深瀬昌久 1961-1991 レトロスペクティブ
- 特徴:深瀬昌久 1961-1991 レトロスペクティブ
深瀬昌久の30年にわたる写真家人生を集約した『深瀬昌久 1961-1991 レトロスペクティブ』は、彼の写真における独自の世界観を体感できる貴重な集大成です。この展覧会カタログは、深瀬が私生活を題材に、自己の内面と向き合いながら撮影した「私写真」のジャンルを切り拓いたことを示しています。彼の作品には、日常の中の狂気と愛、ユーモラスな軽やかさが同居しており、これらの要素が深瀬作品を特別で唯一無二のものにしています。『深瀬昌久 1961-1991 レトロスペクティブ』では、これらの特色を、彼の代表作「遊戯」「洋子」「烏(鴉)」「家族」などを通して、読者に伝えます。 - 見どころ:深瀬昌久の世界に深く潜る
このレトロスペクティブの最大の見どころは、深瀬昌久がどれだけ自分を作品に反映させ、その中にどれだけ深く入っていけるかという探求心です。彼の言葉にもあるように、「ファインダーをのぞく行為自体が肉化したものでありたい」という思いが込められています。深瀬の作品は、ただの被写体の捉え方ではなく、彼自身の存在との深い関わり合い、自由自在な写真の使い方を目指した試みの結晶です。『深瀬昌久 1961-1991 レトロスペクティブ』を通じて、彼の作品群を時系列で追いながら、深瀬昌久という写真家がカメラを通して何を見つめ、どう自己表現を試みたのかを深く掘り下げることができます。
サスケ
- 特徴:『サスケ』深瀬昌久の猫への愛
『サスケ』は、深瀬昌久が生涯にわたって愛し続けた猫たち、特にサスケとその妹分モモエを主人公とした写真集です。この写真集は、猫写真というジャンルを超えて、深瀬の豊かな写真表現の核となる作品を新たに集成した決定版と位置付けられています。
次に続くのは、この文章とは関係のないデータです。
PR #11322, opened 2026-08-21
✨ Show a color summary on collapsed sidebar sections

yuricoppe:

## What

Wires the three color sections of the design sidebar — Fill, Stroke and Selected colors — to the collapsed-section summary added in the previous PR. While collapsed they now show up to three color bullets plus a `+N` counter, or `Mixed` when the selection has differing values.

Completes #11147.

## Why

Follow-up to #11321, the count sections, split out because the color summaries carry the design detail (bullet size, overflow counter, placement) that the counters do not.

## How

- **Reuses `color-bullet*` with its `mini` variant** rather than a new swatch, in a small `color-bullet-list*` wrapper. This matters beyond deduplication: a naive hex swatch silently drops gradients, images and opacity, all of which the existing bullet already handles.
- **Passes color maps, not hex.** Fill uses the color from the fills metadata and Stroke uses `ctc/stroke->color`, the same conversion `stroke-row*` itself does, so the bullets match the rows the section shows when expanded.
- **Selected colors** builds its summary from `all-colors`, which includes token colors. That is wider than `has-colors?`, which counts only plain and library colors — but the summary is guarded by `has-colors?` and renders only while collapsed, so a selection with token colors alone never reaches it.
- Goes through the same polymorphic `summary` slot as the counters, so no new plumbing in `title-bar*`.

## Screenshots

Fill and Stroke collapsed, with the overflow counter on four fills:

Fill and Stroke sections collapsed showing color bullets and a plus-one counter

Selected colors, light and dark:

Selected colors section collapsed showing three bullets and a plus-four counter

Selected colors section collapsed in dark theme

Fill on a multi-selection with differing values:

Selection fill section collapsed showing the Mixed label

Expanded, the sections are unchanged:

Fill and Stroke sections expanded, identical to the current layout

Empty sections are untouched — no bullets, and the section stays non-collapsable:

Design sidebar with every section empty and no summaries

## Known trade-off

`color-bullet*` sets `role="button"` unconditionally, including when it has no `on-click`, so the summary puts elements with an interactive role inside the section's toggle `<button>`. In practice the bullets are not focusable and the whole summary is `aria-hidden`, so they never reach the accessibility tree — but dropping the role when the bullet is read-only would touch every call site of the shared component, which felt out of scope here. Happy to do it as a follow-up if you would rather have it clean.

## Note for review

Stacked on top of #11321, which is not merged yet, so its two commits still appear here. Only the last two commits belong to this PR.

### DIFF
--- a/frontend/src/app/main/ui/components/color_bullet.cljs
+++ b/frontend/src/app/main/ui/components/color_bullet.cljs
@@ -7,6 +7,8 @@
 (ns app.main.ui.components.color-bullet
   (:require-macros [app.main.style :as stl])
   (:require
+   [app.common.data :as d]
+   [app.common.data.macros :as dm]
    [app.common.math :as mth]
    [app.config :as cfg]
    [app.util.color :as uc]
@@ -110,6 +112,22 @@
                    :style {:background (uc/color->background (assoc color :opacity 1))}}]
             [:div {:class (stl/css :color-bullet-right)
                    :style {:background (uc/color->background color)}}]])]))))
+
+(mf/defc color-bullet-list*
+  "Compact row of mini color bullets with an overflow counter. Used as
+  an inline summary of colors (e.g. on collapsed sidebar sections)."
+  [{:keys [colors max-colors]}]
+  (let [max-colors (d/nilv max-colors 3)
+        visible    (take max-colors colors)
+        remaining  (- (count colors) (count visible))]
+    [:div {:class (stl/css :color-bullet-list)}
+     (for [[index color] (d/enumerate visible)]
+       [:> color-bullet* {:key (dm/str "color-" index)
+                          :color color
+                          :mini true}])
+     (when (pos? remaining)
+       [:span {:class (stl/css :color-bullet-list-more)}
+        (dm/str "+" remaining)])]))
 
 (mf/defc color-name*
   [{:keys [color size on-click on-double-click origin]}]
--- a/frontend/src/app/main/ui/components/color_bullet.scss
+++ b/frontend/src/app/main/ui/components/color_bullet.scss
@@ -82,6 +82,19 @@
   border: $b-2 solid var(--color-accent-primary);
 }
 
+.color-bullet-list {
+  display: flex;
+  align-items: center;
+  flex-shrink: 0;
+  gap: var(--sp-xs);
+}
+
+.color-bullet-list-more {
+  @include use-typography("body-small");
+
+  color: var(--color-foreground-secondary);
+}
+
 .color-text {
   @include two-line-text-ellipsis;
   @include use-typography("body-small");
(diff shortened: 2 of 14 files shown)


madalenapmelo-kp:

filipsajdak (commented):
Checked this one out and ran it too. No blocking comments.

**Verified locally** (devenv, full clean rebuild of `:main` — 1228 files, 768 compiled, **0 warnings**; `clj-kondo` 0/0, `cljfmt` clean):

| case | result |
|---|---|
| Fill, four fills | three bullets in the correct colours + `+1` |
| Stroke | bullet renders the stroke colour |

## On my `color_selection.cljs` note — you were right, I was wrong

I flagged that `all-colors` is wider than `has-colors?`. Having read the expanded body properly, that concern does not hold: the section renders `library-colors`, `colors` **and** `token-colors` when open (there is a dedicated `expand-token-color` state), so `all-colors` is exactly what the section shows. Using it for the summary is the consistent choice, not an over-count. Thanks for documenting it rather than just changing it.

One adjacent observation, and to be clear it is **pre-existing and not this PR's business**: `has-colors?` is `(or (seq colors) (seq library-colors))` and deliberately excludes `token-colors`. So a selection whose colours are *only* token colours gets no summary — and is not collapsible either, since `has-colors?` also drives `:collapsable` — while the expanded body would still list those token colours. That asymmetry is in `has-colors?` today, untouched by you. Might be worth a separate issue; definitely not something to fix here.

## Small things I liked

- `color-bullet-list*` living in `color_bullet.cljs` rather than a new namespace — the list and the bullet it composes stay together, and `max-colors` defaulting via `d/nilv` keeps the call sites bare.
- `ctc/stroke->color` for the stroke colours: the same helper `stroke-row*` itself uses, so the summary cannot drift from the row beneath it.
- `(mapv (comp :color meta) fills)` reads the colour the fills pipeline already computed, rather than re-deriving it.

## Follow-ups, both non-blocking

- The `role="button"` question — answered on #11321. Short version: not a blocker (the bullets are not focusable and the subtree is `aria-hidden`), and the follow-up is cheaper than you thought, since `read-only?` is already derived inside `color-bullet*`, so `:role (when-not read-only? "button")` needs no call-site changes. The reason to keep it separate is blast radius on existing read-only bullets, not churn.
- As on the other PR, I only exercised the default sidebar width. Worth a glance at the narrowest width, since the bullet list is `flex-shrink: 0` inside a `max-width` summary and competes with the section title.

Nice work slicing it this way — the count PR being reviewable without any of the colour detail made both much easier to read.

yuricoppe:
Following up on the sidebar-width question from review: I checked, and the Design panel where these sections live is not actually resizable in normal use — `right-sidebar-default-width` is passed as both the initial *and* minimum value to `use-resize-hook`, and resizing is only enabled at all on the Inspect → Code sub-tab. So the panel is always exactly 318px here; there's no narrower width to test against.

While digging into that I found a related gap: the Inspect → Styles tab renders the same kind of collapsible sections (Fill, Stroke, Shadow, Blur, ...), but through a separate, older header component (`style-box*` in `inspect/styles/style_box.cljs`) that never got a summary slot — collapsing a section there shows nothing today, unlike the Design panel after this change. Filed as a follow-up: #11323.

PR #11552, opened 2026-09-08
:bug: Fix missing text in legacy SVG board thumbnails

### LINKED ISSUE #10182: Text only show on hover
### Steps To Reproduce

1. Open attached file
2. Hover over the boards

[Bug.zip](https://github.com/user-attachments/files/28950150/Bug.zip)

### Expected behavior

You should see all the texts without hovering

### Actual behavior

You only can see one text at the time, hovering over it

### Screenshots or video

_No response_

_No response_

_No response_

PRO

### Frontend Stack Trace

```console

```

### Backend Stack Trace

```console

```

### Additional context

_No response_

EvaMarco:
This bug only happens with the old render.

Board thumbnails rendered by frame-imposter used React's renderToStaticMarkup, a synchronous pass with no live DOM to measure text against. Text shapes without a persisted position-data value therefore rendered as nothing, so a cached board thumbnail silently lost its text until the board was hovered, selected, or the canvas was zoomed past 130%, all of which bypass the cached thumbnail in favor of live content.

frame-imposter now provides the same is-render? context the standalone exporter already sets, so text without position-data falls back to the synchronous foreignObject renderer instead of rendering nothing.

Thumbnails cached before this fix stay broken until something regenerates them, so on each page load, board thumbnails containing text are opportunistically regenerated once per browser (tracked via local-storage) so existing files self-heal without requiring an edit.

AI-assisted-by: claude-sonnet-5

### Related Ticket

This PR closes https://github.com/penpot/penpot/issues/10182

### Summary

Self healing thumbnails

[Screencast from 2026-09-08 11-50-25.webm](https://github.com/user-attachments/assets/50e1abbb-c966-4aba-b9a7-cb8a5fed51a9)

### Checklist

### DIFF
--- a/frontend/src/app/main/data/workspace/thumbnails.cljs
+++ b/frontend/src/app/main/data/workspace/thumbnails.cljs
@@ -12,6 +12,7 @@
    [app.common.thumbnails :as thc]
    [app.common.time :as ct]
    [app.common.types.component :as ctc]
+   [app.common.types.shape-tree :as ctt]
    [app.common.uuid :as uuid]
    [app.main.data.changes :as dch]
    [app.main.data.helpers :as dsh]
@@ -23,6 +24,7 @@
    [app.main.render :as render]
    [app.main.repo :as rp]
    [app.util.queue :as q]
+   [app.util.storage :as storage]
    [app.util.timers :as tm]
    [app.util.webapi :as wapi]
    [beicon.v2.core :as rx]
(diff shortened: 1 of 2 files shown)


frontend/src/app/main/data/workspace/thumbnails.cljs
```diff
@@ -289,13 +291,55 @@
...
+                      :objects)
+        frame-ids (ctt/get-root-frames-ids objects)]
+    (->> (rx/from frame-ids)
+         (rx/filter #(frame-has-text? objects %))
+         (rx/map (fn [frame-id] [frame-id (thc/fmt-object-id file-id page-id frame-id "frame")]))
+         (rx/filter (fn [[_ object-id]] (unhealed-text-thumbnail? state object-id)))
+         (rx/tap (fn [[_ object-id]] (mark-thumbnail-healed! object-id)))
+         (rx/map (fn [[frame-id _]]
+                   (update-thumbnail file-id page-id frame-id "frame" "heal-stale-text-thumbnails"))))))
+
```
niwinz, line 340: This function can be defined using transducers instead of rx stream chain. Example:

```clojure
(defn- heal-stale-text-thumbnails
  "Emits an `update-thumbnail` for every board on the page that has text
  content and hasn't already been healed (see `healed-storage-key`) in this
  browser."
  [state file-id page-id]
  (let [objects   (-> (dsh/lookup-file-data state file-id)
                      (dsh/get-page page-id)
                      :objects)
        frame-ids (ctt/get-root-frames-ids objects)
        xf        (comp
                    (filter #(frame-has-text? objects %))
                    (keep
                      (fn [frame-id]
                        (let [object-id (thc/fmt-object-id
                                          file-id page-id frame-id "frame")]
                          (when (unhealed-text-thumbnail? state object-id)
                            [frame-id object-id])))))]
    (->> (rx/from (eduction xf frame-ids))
         (rx/map
           (fn [[frame-id object-id]]
             (mark-thumbnail-healed! object-id)
             (update-thumbnail
               file-id
               page-id
               frame-id
               "frame"
               "heal-stale-text-thumbnails"))))))
```

PR #11560, opened 2026-09-08
:bug: Fix problems with pixel precission in WASM renderer

### LINKED ISSUE #10751: When I move an element it shouldn't change its size
### Steps To Reproduce

1. Create a shape that is 12,5 x 21,4 px
2. move it to the right with the mouse
3. see how because it wants to snap to the pixel grid, it resizes it to a round number.

### Expected behavior

Its good that it snaps the starting point to the grid, when moving it, but it shouldnt resize it if im just moving it

### Actual behavior

Same thing when I1m resizing it, for example if i edit the width, the height should not change at all.

Also when i slect several eleemtns and move them around, the snapping should only occur with the starting point, the rest of the elements should move as if grouped. This means that they should mantain their decimals relative to the group

### Screenshots or video

_No response_

_No response_

_No response_

_No response_

### Frontend Stack Trace

```console

```

### Backend Stack Trace

```console

```

### Additional context

_No response_

Alotor:
### Related Ticket

Closes #10751 

### Summary

Things that have changed:

- Move a shape: position snaps to the grid, size stays exactly as it was. A 100.5 × 50.3 rect stays 100.5 × 50.3.
- Drag the bottom-right corner: the size snaps, the top-left corner doesn't budge. Before, the whole shape shifted.
- Drag a single edge: only that dimension snaps; the other one keeps its decimals.
- Drag the top-left corner: position and size both snap, since both actually change.
- Shift-locked drag: the locked axis stays where it was instead of drifting up to half a pixel off.
- Rotate: nothing snaps at all, same as the old renderer.
- Tiny shapes: resizing one never shrinks it below 1px (they used to collapse to nothing).
- The flicker while dragging — shape jumping between rounded and unrounded positions frame to frame — is gone.

### Checklist

### DIFF
--- a/render-wasm/src/state/shapes_pool.rs
+++ b/render-wasm/src/state/shapes_pool.rs
@@ -403,6 +403,20 @@ impl ShapesPoolImpl {
     /// gone, but if we don't touch their tiles they keep pointing at the
     /// previous modified position and the tile texture cache may serve stale
     /// pixels.
+    /// Drops the transform modifiers, keeping structure and scale-content
+    /// entries, so the pool serves committed geometry again. Called before
+    /// propagating a new set of transforms, which are relative to that
+    /// geometry.
+    pub fn clear_transform_modifiers(&mut self) {
+        if self.modifiers.is_empty() {
+            return;
+        }
+
+        self.clean_shape_cache();
+        self.modifiers = HashMap::default();
+        self.modifier_uuids.clear();
+    }
+
     pub fn clean_all(&mut self) -> Vec<Uuid> {
         self.clean_shape_cache();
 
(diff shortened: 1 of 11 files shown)


render-wasm/src/state/shapes_pool.rs
```diff
@@ -403,6 +403,20 @@ impl ShapesPoolImpl {
...
+    pub fn clear_transform_modifiers(&mut self) {
+        if self.modifiers.is_empty() {
+            return;
+        }
+
+        self.clean_shape_cache();
+        self.modifiers = HashMap::default();
+        self.modifier_uuids.clear();
+    }
+
```
elenatorro, line 419: nit comment, but we should move this after `clean_all`, cause previous comment belongs to `clean_all`

elenatorro (approved):

PR #11594, opened 2026-09-09
:bug: Show loader instead of empty state while libraries load

### LINKED ISSUE #11452: Add loading message to libraries section

The Libraries section takes a long time to load.

While loading, a message is displayed as if there are no libraries in the team, which causes confusion since actually there are libraries in the team:

Image

Add a loading message so the user doesn't think there are no libraries in the team.

Use the current pencil loading.

_No response_

### Additional context

_No response_

ShreyashAgare26:

## What

- The Libraries section showed the "you have no shared libraries" placeholder while the team's shared files were still loading, so users with libraries were told they had none.
- It now shows the pencil loader until the files arrive.

**Before:**

01-before-empty-state-while-loading

**After:**

02-after-loader-while-loading

## Why

- `libraries-page*` derived its file list straight from `:shared-files` in the app state. Before the fetch resolved, that key is absent, and the filter over it produced an empty sequence.
- A team with no libraries produces the same empty sequence, so `grid*` had no way to tell "still loading" from "nothing to show" and fell through to the empty placeholder in both cases.

## How

- Hold the derived list at `nil` until `:shared-files` is present in the state.
- `grid*` already renders `loading-placeholder*` for a `nil` file list, so no change was needed there. The loading and empty branches now diverge on the same condition the grid was already checking.
- A team with zero shared libraries still reaches the empty placeholder: `shared-files-fetched` writes an empty map rather than leaving the key absent, so the list becomes an empty sequence rather than `nil`. Verified against a freshly created team with no libraries.

Closes #11452


niwinz:
Looks nice, thanks. Waiting CI to merge.

PR #11597, opened 2026-09-09
:sparkles: Add size limits to profile props and plugin registry writes

### LINKED ISSUE #11592: Add size limits to profile props and plugin registry writes
### Description

Profile settings storage (`profile.props`, including the installed plugin registry) currently accepts writes of unbounded size through `update-profile-props` and the dedicated `add-profile-plugin` RPC. Each write rewrites the whole settings document, so repeated or oversized writes can grow a single database row without any controlled error (production p99 sits at ~3 KB, while the only real caps are the 350 MiB HTTP body limit and an internal database limit that surfaces as an uncontrolled error).

This change adds a configurable total size limit (2 MiB default) checked on the merged result before persisting, per-field caps on the plugin registry schema (code size, entry count, name/host/description lengths), and restores rate limiting on the plugin RPCs so the install/uninstall cycle matches the rest of the profile mutations. Oversized growth is rejected with a controlled `:props-too-large` validation error, while shrinking or steady updates on already-large profiles keep working.

### Use case

Operators get a predictable ceiling on per-profile settings storage with clear validation errors instead of database-level failures, and sustained write churn on the profile row is throttled like other profile operations.

### Affected versions

develop

ShreyashAgare26:
### Related Ticket

Closes #11592

### Summary

`profile.props` (which also holds the installed plugin registry) accepted writes of unbounded size through `update-profile-props` and the dedicated plugin RPCs. Every write rewrites the whole settings document, so repeated or oversized writes could grow a single database row until the internal database limit surfaced as an uncontrolled error.

- **Total size limit.** A new `persist-props!` helper in `app.rpc.commands.profile` encodes the merged props and rejects the write with a `:validation` / `:props-too-large` error when the encoded document exceeds `PENPOT_PROFILE_PROPS_MAX_SIZE` (2 MiB by default, `:profile-props-max-size` in config). Only growth is rejected, so shrinking or steady updates on an already oversized profile keep working.
- **Shared by all writers.** `update-profile-props`, `add-profile-plugin` and `remove-profile-plugin` persist through that helper, so the plugin endpoints cannot bypass the ceiling.
- **Plugin registry caps.** `schema:registry-entry` caps code (64 KiB), plugin id and name (250), description (1000), host and icon (2048); the registry is capped at 100 entries, enforced both in the schema and on the add path with a `:too-many-plugins` error.
- **Rate limiting.** `add-profile-plugin` and `remove-profile-plugin` are back in the `:profile-mutations` bucket, so the install/uninstall cycle is throttled like the other profile mutations.

No UI change and no migration needed.

### Steps to reproduce

Automated:

```
cd backend
clojure -M:dev:test --focus backend-tests.rpc-profile-test --focus backend-tests.rpc-plugins-test
```

Two new tests in `backend_tests/rpc_profile_test.clj`: an oversized write is rejected with `:props-too-large` and nothing is persisted, and a profile whose props are already over the limit can still be updated as long as the document shrinks. Reverting `app/rpc/commands/profile.clj` to `develop` makes the first one fail, with the 3 MiB value persisted.

Results on this branch:

```
clojure -M:dev:test --focus backend-tests.rpc-profile-test    # 50 tests, 260 assertions, 0 failures
clojure -M:dev:test --focus backend-tests.rpc-plugins-test    # 7 tests, 0 failures
(common) clojure -M:dev:test                                  # 1218 tests, 25760 assertions, 0 failures
```

clj-kondo and cljfmt are clean on both `backend` and `common`.

Manually, logged in, from the browser console:

```js
fetch('/api/rpc/command/update-profile-props', {
  method: 'POST',
  headers: {'content-type': 'application/json'},
  body: JSON.stringify({props: {'custom-shortcuts': {big: {key: 'a'.repeat(3*1024*1024)}}}})
}).then(async r => console.log(r.status, await r.text()));
```

Returns `400` with `props-too-large`, while normal settings changes still save.

### Checklist

- [ ] Include screenshots or videos, if applicable. Backend only, nothing user visible.
- [ ] Refactor any modified SCSS files following the refactor guide. No SCSS touched.

### DIFF
--- a/backend/resources/rlimit.edn
+++ b/backend/resources/rlimit.edn
@@ -223,7 +223,9 @@
    :main/update-profile-notifications
    :main/delete-profile
    :main/delete-profile-photo
-   :main/request-email-change}
+   :main/request-email-change
+   :main/add-profile-plugin
+   :main/remove-profile-plugin}
  [[:profile-mutations :bucket "30/15/1m"]]
 
  ;; ═══════════════════════════════════════════════
--- a/backend/src/app/config.clj
+++ b/backend/src/app/config.clj
@@ -72,6 +72,7 @@
 
    :telemetry-uri "https://telemetry.penpot.app/"
 
+   :profile-props-max-size (* 1024 1024 2) ; 2MiB
    :media-max-file-size (* 1024 1024 30) ; 30MiB
    :font-max-file-size  (* 1024 1024 30) ; 30MiB
 
@@ -135,6 +136,7 @@
     [:auto-file-snapshot-every {:optional true} ::sm/int]
     [:auto-file-snapshot-timeout {:optional true} ::ct/duration]
 
+    [:profile-props-max-size {:optional true} ::sm/int]
     [:media-max-file-size {:optional true} ::sm/int]
     [:font-max-file-size  {:optional true} ::sm/int]
 
--- a/backend/src/app/rpc/commands/plugins.clj
+++ b/backend/src/app/rpc/commands/plugins.clj
@@ -45,10 +45,15 @@
         plugins (-> plugins
                     (update :ids #(vec (distinct (conj % plugin-id))))
                     (assoc-in [:data plugin-id] plugin))]
-    (db/update! conn :profile
-                {:props (db/tjson (assoc (:props profile) :plugins plugins))}
-                {:id profile-id}
-                {::db/return-keys false})
+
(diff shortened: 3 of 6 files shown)


niwinz:
Hey @Shreyashagare 

Thanks for the contribution, but this is already covered by an existing and previous PR https://github.com/penpot/penpot/pull/11596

写真選びから編集に至るまで新たに行われたこの作業は、深瀬の写真世界における猫の存在とその表現を、これまでにない深さで探求しています。『サスケ』を通じて、視覚と触覚を融合させた独自の知覚や、主客未分の純粋経験が解き明かされ、深瀬昌久の作品世界への理解を深める鍵となります。 - 見どころ:深瀬昌久の『サスケ』に見る「自写像」
『サスケ』の最大の見どころは、深瀬昌久が「猫眼の高さで腹這いになって」撮影した、サスケとモモエの写真群です。深瀬自身が「猫になってしまった」と表現するほど、彼は猫との日々を共有し、その瞳を通じて世界を捉えました。この写真集は、ただの猫写真ではなく、猫の視点を通して深瀬自身の内面を映し出した「自写像」としての意味合いも持ちます。巻末に収められたトモ コスガによるテキスト「愛という名の純粋経験」は、深瀬昌久の写真表現と彼が猫たちに対して抱いた深い愛情を理解する上で貴重な資料となっています。『サスケ』は、深瀬昌久の写真世界への愛と探究心を感じさせる作品集です。
深瀬昌久の遺したもの
深瀬昌久は、写真家・高梨豊、森山大道といった同時代の写真家たち、さらに師弟関係にあった瀬戸正人といった多くのアーティストや出版社、写真美術館と深い関係を築き、写真界に大きな影響を与えました。彼の作品は、個人の私生活を深く掘り下げることで、見る者に対して新たな視点を提供し、写真における表現の幅を広げました。特に、深瀬の親交のあった写真家たちとの交流は、彼らの作品にも影響を及ぼし、相互に刺激し合う関係があったことは明らかです。東京都写真美術館や日本大学芸術学部などが彼の作品を収蔵し、展示することで、彼の芸術性と影響力が後世に伝えられています。深瀬昌久の作品は、写真を通じて人間とは何か、生きるとは何かを問い続ける、永遠のテーマを提供してくれます。彼の写真界への貢献は、単なる作品の展示を超え、後進の写真家たちに対する深い影響となっています。